L’ufficialità non c’è ancora, non per ritrosia o altro, ma perchè con ogni probabilità nemmeno lui sa ancora cosa vuole fare “da grande”, ma fatto sta che l’Australian Open, la Rod Laver Arena e i suoi tifosi potrebbero avere assistito per l’ultima volta ad un incontro di Roger Federer sulla loro terra, dopo la sconfitta agli ottavi con Tsitsipas. Non siamo ancora al “Federer was here”, magari scritto con un coltellino per segnare il proprio passaggio, ma insomma, è chiaro a tutti che siamo ai titoli di coda. E stavolta, a differenza di altre, non ci saranno grandi ritorni.

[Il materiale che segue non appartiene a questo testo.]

PR #2293, opened 2023-09-05
Add in-place FedAvg

jafermarq:
A faster and more memory-efficient version of `FedAvg`.


src/py/flwr/server/strategy/fedavginplace.py
```diff
@@ -0,0 +1,92 @@
...
+            for x in parameters_to_ndarrays(results[0][1].parameters)
+        ]
+        for i, (_, fit_res) in enumerate(results[1:]):
+            res = (
+                scaling_factors[i + 1] * x
+                for x in parameters_to_ndarrays(fit_res.parameters)
+            )
+            params = [
+                reduce(np.add, layer_updates) for layer_updates in zip(params, res)
+            ]
```
charlesbvll, line 79: Should we move this to an `aggregate_inplace(results: List[Tuple[ClientProxy, FitRes]])` function sitting in `aggregate.py` ?

jafermarq: Yeah. But how we make it easy to use? adding a new `inplace` flag to the existing `FedAvg` that would call this `aggregate_inplace` instead of doing what currently `FedAvg` does in the first half of its `aggregate_fit()`?

charlesbvll: I personally like the idea of the `inplace` flag on the existing `FedAvg` that would call the `aggregate_inplace` function. 
One benefit would also be that we make the aggregation step a bit more explicit. I noticed quite a few people that where going through `FedAvg` and struggled to figure out that the aggregation happens in `aggregate.py`. I attribute it to the fact that `aggregate` is called inside `ndarrays_to_parameters` which doesn't jump to the eye. Whereas if we have a check for the aggregation method, it will be more visible.

jafermarq: I made the change. I also moved the post-aggregation conversion `ndarrays_to_parameters` in the existing implementation.

danieljanes (changes requested):

src/py/flwr/server/strategy/aggregate.py
```diff
@@ -41,6 +42,31 @@ def aggregate(results: List[Tuple[NDArrays, int]]) -> NDArrays:
     return weights_prime
 
 
+def aggregate_inplace(results: List[Tuple[ClientProxy, FitRes]]) -> NDArrays:
```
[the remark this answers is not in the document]
jafermarq: I'll have to change then that in `aggregate`, since otherwise, passing `results` as `List[Tuple[NDArrays, int]]` to `aggregate_inplace` would require a copy of all updates sent by clients.

src/py/flwr/server/strategy/fedavg_test.py
```diff
@@ -120,3 +130,51 @@ def test_fedavg_num_evaluation_clients_minimum() -> None:
 
     # Assert
     assert expected == actual
+
+
+def test_inplace_aggregate_fit_equivalence() -> None:
+    """Test aggregate_fit equivalence between fedavg and its inplace version."""
+    # Prepare
```
danieljanes, line 137:
```suggestion
    """Test aggregate_fit equivalence between FedAvg and its inplace version."""
    # Prepare
```

src/py/flwr/server/strategy/fedavg_test.py
```diff
@@ -120,3 +130,51 @@ def test_fedavg_num_evaluation_clients_minimum() -> None:
...
+    fedavg_reference = FedAvg(inplace=False)
+    fedavg_inplace = FedAvg()
+
+    # Execute
+    reference, _ = fedavg_reference.aggregate_fit(1, results, failures)
+    assert reference
+    inplace, _ = fedavg_inplace.aggregate_fit(1, results, failures)
+    assert inplace
+
+    # convert to numpy to check similarity
```
danieljanes, line 174:
```suggestion
    # Convert to NumPy to check similarity
```

src/py/flwr/server/strategy/aggregate.py
```diff
@@ -41,6 +42,31 @@ def aggregate(results: List[Tuple[NDArrays, int]]) -> NDArrays:
...
+    # Count total examples
+    num_examples_total = sum([fit_res.num_examples for _, fit_res in results])
+
+    # Compute scaling factors for each result
+    scaling_factors = [
+        fit_res.num_examples / num_examples_total for _, fit_res in results
+    ]
+
+    # Let's do in-place aggregation
+    # get first result, then add up each other
```
danieljanes, line 56:
```suggestion
    # Get first result, then add up each other
```

danieljanes (approved):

O almeno: forse, chissà, ci sarà l’ultimo colpo di coda, una serie di circostanze più o meno favorevoli, magari “Una botta del suddetto culo”, per dirla alla Paolo Villaggio, ma niente a che vedere con quello che è stato il 2017, tanto per essere chiari.

Ci sta, ci mancherebbe, ma è evidente che qualcosa non va. Il fisico che non regge più le fatiche continue del genio, i tempi di recupero che diventano ormai infiniti, quella mano che (forse anche contro Tsitsipas) non vuole saperne di rispondere ai voleri del padrone e fa le bozze (giocare senza dritto non deve essere piacevole), mandando degli input più o meno dolorosi o palesando insensibilità, quasi fosse un corpo estraneo. Non si sa, non è dato saperlo, anche perchè Roger è sicuramente restio a parlarne, ma è chiarissimo, evidente, che qualcosa che non va c’è.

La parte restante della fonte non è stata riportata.